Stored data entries
_ _ _ _ _

PR #115, opened 2019-04-18
Init param order

jonnymacs:
this PR includes #110


adam-fowler:
I was going to recommend you alphabetize the shapes, API and errors. Means whenever you regenerate you can diff changes with previous code a lot easier.

jonnymacs:
Good idea. I’ll do this as well.

adam-fowler:
This all looks good.

PR #258, opened 2019-07-28
remove that offending latex_safe

sbillinge:
so that publist will build.  Also, change colors of the links


CJ-Wright:
Can you update the tests? (the color change needs to be incorporated)

sbillinge:
@scopatz @CJ-Wright this should be ready for review now.

I finally got to the bottom of the issue that plagued this PR, and also the utf8 PR, which was the magically changing last lines of the latex code.  It turns out that the issue is that my PyCharm automatically adds a newline at the end of the file on save, which is normally good behavior.  However, jinja2 by default strips newlines from the end of the rendered file when it renders.  So the test output has to have no newline at its end.  By temporarily disabling the newline adding setting in PyCharm while I work on ``scopatz.tex`` I get the behavior that I want.  

I can no go and fix #233 in the same way.

Phew, that was driving me mad

CJ-Wright:
Yey! You found the thing!

CJ-Wright:
LGTM

sbillinge:
Yeh, so happy to find that thing, it was really annoying!

PR #259, opened 2019-07-29
FIX: removing duplicate street in institutions schema

sbillinge:
@scopatz @CJ-Wright this is a very small one.  I noticed street was defined twice in the institutions schema.


CJ-Wright:
LGTM

scopatz:
Thanks!

PR #262, opened 2019-08-07
WIP: Appraisalbuilder

sbillinge:
@scopatz  I wasn't going to add this because it was somewhat Columbia specific, but it is a builder for annual appraisal (answering the questions we have at Columbia).  However, I think it is valuable in general, and it has some updates to the schema that I would like to reuse in other developments, so I think I would like to consider merging it.

I will need to do some work to clean it so it passes tests etc., but will get back to you when I am ready.  Feel free to review at any time and give feedback.


scopatz:
No problem having institution specific code! Feel free to ping when needed

sbillinge:
@CJ-Wright could you have quick look at the failing test for the ann-appraisal builder.  It looks to me that the render command is not writing the tex file but I can't figure out why.

sbillinge:
btw, fixing the schema is still WIP, though I think the EXEMPLAR should be ok.

scopatz:
Looks like there is a test failure

scopatz:
And now a conflict with master

sbillinge:
yes, @scopatz still struggling with this one.  Trying to find time  to
finish it....

scopatz:
Ok!

sbillinge:
@mwinitch I hate to do this to you, but I really need help to get this merged.  It has some major functionality in it and schema work that is needed for other projects.  Here are the tasks that I think it needs to be merged:

- [ ] fix the date logic so it properly uses your new date logic!

- [ ] make it pass tests.  It was just failing validate inside the tests, where the schema validates against the database built from the exemplars.  this is hard to debug because there is a sys.exit that catches the error without dumping the stack.  It will take some fiddling around!  What in the exemplar is not validating in the schema.  I think it is in the grants collection but not sure, and there may be more validation fails

- [ ] change the name.  I think the builder, and all the stuff around it like the template and output filenames etc. should be called something like activity_summary instead of annual_appraisal.

- [ ] make sure there are no hard-coded things in there. When I first wrote it it just built for sbillinge.  I htink I fixed that but look for anything else that looks like that.

That's all I can think of right now.

btw, to access it, fork my fork and do hte normal workflow, making my fork upstream.  We can chat if it helps

sbillinge:
moved to #408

_ _ _ _ _

• _REQUIRED WORK_:
Word for word, transcribe each record.

• _RESULT FOR THIS TASK_:
PR #115, opened 2019-04-18
Init param order

jonnymacs:
this PR includes #110


adam-fowler:
I was going to recommend you alphabetize the shapes, API and errors. Means whenever you regenerate you can diff changes with previous code a lot easier.

jonnymacs:
Good idea. I’ll do this as well.

adam-fowler:
This all looks good.

PR #258, opened 2019-07-28
remove that offending latex_safe

sbillinge:
so that publist will build.  Also, change colors of the links


CJ-Wright:
Can you update the tests? (the color change needs to be incorporated)

sbillinge:
@scopatz @CJ-Wright this should be ready for review now.

I finally got to the bottom of the issue that plagued this PR, and also the utf8 PR, which was the magically changing last lines of the latex code.  It turns out that the issue is that my PyCharm automatically adds a newline at the end of the file on save, which is normally good behavior.  However, jinja2 by default strips newlines from the end of the rendered file when it renders.  So the test output has to have no newline at its end.  By temporarily disabling the newline adding setting in PyCharm while I work on ``scopatz.tex`` I get the behavior that I want.  

I can no go and fix #233 in the same way.

Phew, that was driving me mad

CJ-Wright:
Yey! You found the thing!

CJ-Wright:
LGTM

sbillinge:
Yeh, so happy to find that thing, it was really annoying!

PR #259, opened 2019-07-29
FIX: removing duplicate street in institutions schema

sbillinge:
@scopatz @CJ-Wright this is a very small one.  I noticed street was defined twice in the institutions schema.


CJ-Wright:
LGTM

scopatz:
Thanks!

PR #262, opened 2019-08-07
WIP: Appraisalbuilder

sbillinge:
@scopatz  I wasn't going to add this because it was somewhat Columbia specific, but it is a builder for annual appraisal (answering the questions we have at Columbia).  However, I think it is valuable in general, and it has some updates to the schema that I would like to reuse in other developments, so I think I would like to consider merging it.

I will need to do some work to clean it so it passes tests etc., but will get back to you when I am ready.  Feel free to review at any time and give feedback.


scopatz:
No problem having institution specific code! Feel free to ping when needed

sbillinge:
@CJ-Wright could you have quick look at the failing test for the ann-appraisal builder.  It looks to me that the render command is not writing the tex file but I can't figure out why.

sbillinge:
btw, fixing the schema is still WIP, though I think the EXEMPLAR should be ok.

scopatz:
Looks like there is a test failure

scopatz:
And now a conflict with master

sbillinge:
yes, @scopatz still struggling with this one.  Trying to find time  to
finish it....

scopatz:
Ok!

sbillinge:
@mwinitch I hate to do this to you, but I really need help to get this merged.  It has some major functionality in it and schema work that is needed for other projects.  Here are the tasks that I think it needs to be merged:

- [ ] fix the date logic so it properly uses your new date logic!

- [ ] make it pass tests.  It was just failing validate inside the tests, where the schema validates against the database built from the exemplars.  this is hard to debug because there is a sys.exit that catches the error without dumping the stack.  It will take some fiddling around!  What in the exemplar is not validating in the schema.  I think it is in the grants collection but not sure, and there may be more validation fails

- [ ] change the name.  I think the builder, and all the stuff around it like the template and output filenames etc. should be called something like activity_summary instead of annual_appraisal.

- [ ] make sure there are no hard-coded things in there. When I first wrote it it just built for sbillinge.  I htink I fixed that but look for anything else that looks like that.

That's all I can think of right now.

btw, to access it, fork my fork and do hte normal workflow, making my fork upstream.  We can chat if it helps

sbillinge:
moved to #408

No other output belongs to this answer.